- _Activity_: Please print the records below exactly as they are written.
-- Opening Marker --
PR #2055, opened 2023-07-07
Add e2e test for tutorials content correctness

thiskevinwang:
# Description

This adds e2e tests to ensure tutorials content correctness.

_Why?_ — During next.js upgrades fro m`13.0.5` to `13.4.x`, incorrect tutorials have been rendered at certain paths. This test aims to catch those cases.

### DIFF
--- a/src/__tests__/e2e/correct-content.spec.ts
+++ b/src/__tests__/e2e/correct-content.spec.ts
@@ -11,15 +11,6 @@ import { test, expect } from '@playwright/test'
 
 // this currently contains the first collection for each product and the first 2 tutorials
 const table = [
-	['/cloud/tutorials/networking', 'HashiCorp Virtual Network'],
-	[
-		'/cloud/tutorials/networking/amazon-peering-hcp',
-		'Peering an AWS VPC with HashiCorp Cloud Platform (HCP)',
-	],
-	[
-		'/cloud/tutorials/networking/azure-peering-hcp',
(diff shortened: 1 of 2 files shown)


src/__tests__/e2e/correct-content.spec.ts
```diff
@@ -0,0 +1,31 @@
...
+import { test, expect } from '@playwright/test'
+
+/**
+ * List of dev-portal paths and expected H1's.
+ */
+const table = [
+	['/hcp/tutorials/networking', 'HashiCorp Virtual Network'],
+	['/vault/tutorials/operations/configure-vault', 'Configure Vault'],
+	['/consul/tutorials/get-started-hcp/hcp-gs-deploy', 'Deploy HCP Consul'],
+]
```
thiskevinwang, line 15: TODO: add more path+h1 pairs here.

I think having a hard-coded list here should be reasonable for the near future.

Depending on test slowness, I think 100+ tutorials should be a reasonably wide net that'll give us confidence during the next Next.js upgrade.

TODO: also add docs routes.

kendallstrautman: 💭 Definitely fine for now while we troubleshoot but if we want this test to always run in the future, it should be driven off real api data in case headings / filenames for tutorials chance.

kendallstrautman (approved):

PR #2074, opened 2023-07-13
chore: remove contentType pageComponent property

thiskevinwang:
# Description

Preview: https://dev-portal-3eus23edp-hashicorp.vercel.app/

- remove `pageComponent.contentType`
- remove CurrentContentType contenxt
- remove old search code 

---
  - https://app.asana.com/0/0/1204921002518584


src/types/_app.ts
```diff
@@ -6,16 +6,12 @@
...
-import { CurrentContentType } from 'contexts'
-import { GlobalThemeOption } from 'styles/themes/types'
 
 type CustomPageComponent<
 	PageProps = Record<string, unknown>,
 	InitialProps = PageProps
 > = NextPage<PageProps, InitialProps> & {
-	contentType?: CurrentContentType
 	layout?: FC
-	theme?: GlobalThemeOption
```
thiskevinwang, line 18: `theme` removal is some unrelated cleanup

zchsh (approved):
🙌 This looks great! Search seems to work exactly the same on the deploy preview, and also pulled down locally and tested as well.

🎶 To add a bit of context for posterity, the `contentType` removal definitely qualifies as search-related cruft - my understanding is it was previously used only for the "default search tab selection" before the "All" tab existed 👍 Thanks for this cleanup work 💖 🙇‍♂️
-- Closing Marker --
- _Response below_:
PR #2055, opened 2023-07-07
Add e2e test for tutorials content correctness

thiskevinwang:
# Description

This adds e2e tests to ensure tutorials content correctness.

_Why?_ — During next.js upgrades fro m`13.0.5` to `13.4.x`, incorrect tutorials have been rendered at certain paths. This test aims to catch those cases.

### DIFF
--- a/src/__tests__/e2e/correct-content.spec.ts
+++ b/src/__tests__/e2e/correct-content.spec.ts
@@ -11,15 +11,6 @@ import { test, expect } from '@playwright/test'
 
 // this currently contains the first collection for each product and the first 2 tutorials
 const table = [
-	['/cloud/tutorials/networking', 'HashiCorp Virtual Network'],
-	[
-		'/cloud/tutorials/networking/amazon-peering-hcp',
-		'Peering an AWS VPC with HashiCorp Cloud Platform (HCP)',
-	],
-	[
-		'/cloud/tutorials/networking/azure-peering-hcp',
(diff shortened: 1 of 2 files shown)


src/__tests__/e2e/correct-content.spec.ts
```diff
@@ -0,0 +1,31 @@
...
+import { test, expect } from '@playwright/test'
+
+/**
+ * List of dev-portal paths and expected H1's.
+ */
+const table = [
+	['/hcp/tutorials/networking', 'HashiCorp Virtual Network'],
+	['/vault/tutorials/operations/configure-vault', 'Configure Vault'],
+	['/consul/tutorials/get-started-hcp/hcp-gs-deploy', 'Deploy HCP Consul'],
+]
```
thiskevinwang, line 15: TODO: add more path+h1 pairs here.

I think having a hard-coded list here should be reasonable for the near future.

Depending on test slowness, I think 100+ tutorials should be a reasonably wide net that'll give us confidence during the next Next.js upgrade.

TODO: also add docs routes.

kendallstrautman: 💭 Definitely fine for now while we troubleshoot but if we want this test to always run in the future, it should be driven off real api data in case headings / filenames for tutorials chance.

kendallstrautman (approved):

PR #2074, opened 2023-07-13
chore: remove contentType pageComponent property

thiskevinwang:
# Description

Preview: https://dev-portal-3eus23edp-hashicorp.vercel.app/

- remove `pageComponent.contentType`
- remove CurrentContentType contenxt
- remove old search code 

---
  - https://app.asana.com/0/0/1204921002518584


src/types/_app.ts
```diff
@@ -6,16 +6,12 @@
...
-import { CurrentContentType } from 'contexts'
-import { GlobalThemeOption } from 'styles/themes/types'
 
 type CustomPageComponent<
 	PageProps = Record<string, unknown>,
 	InitialProps = PageProps
 > = NextPage<PageProps, InitialProps> & {
-	contentType?: CurrentContentType
 	layout?: FC
-	theme?: GlobalThemeOption
```
thiskevinwang, line 18: `theme` removal is some unrelated cleanup

zchsh (approved):
🙌 This looks great! Search seems to work exactly the same on the deploy preview, and also pulled down locally and tested as well.

🎶 To add a bit of context for posterity, the `contentType` removal definitely qualifies as search-related cruft - my understanding is it was previously used only for the "default search tab selection" before the "All" tab existed 👍 Thanks for this cleanup work 💖 🙇‍♂️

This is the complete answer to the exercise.